Assignment:
Would you please output the data exactly, omitting no line?

(Saved data entries)
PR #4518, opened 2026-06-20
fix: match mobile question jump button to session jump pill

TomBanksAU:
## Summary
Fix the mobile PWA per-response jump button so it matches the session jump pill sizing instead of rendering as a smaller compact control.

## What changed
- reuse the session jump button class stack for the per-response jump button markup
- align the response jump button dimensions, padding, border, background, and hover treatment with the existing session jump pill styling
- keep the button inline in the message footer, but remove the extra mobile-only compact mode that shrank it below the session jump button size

Output below:
PR #4518, opened 2026-06-20
fix: match mobile question jump button to session jump pill

TomBanksAU:
## Summary
Fix the mobile PWA per-response jump button so it matches the session jump pill sizing instead of rendering as a smaller compact control.

## What changed
- reuse the session jump button class stack for the per-response jump button markup
- align the response jump button dimensions, padding, border, background, and hover treatment with the existing session jump pill styling
- keep the button inline in the message footer, but remove the extra mobile-only compact mode that shrank it below the session jump button size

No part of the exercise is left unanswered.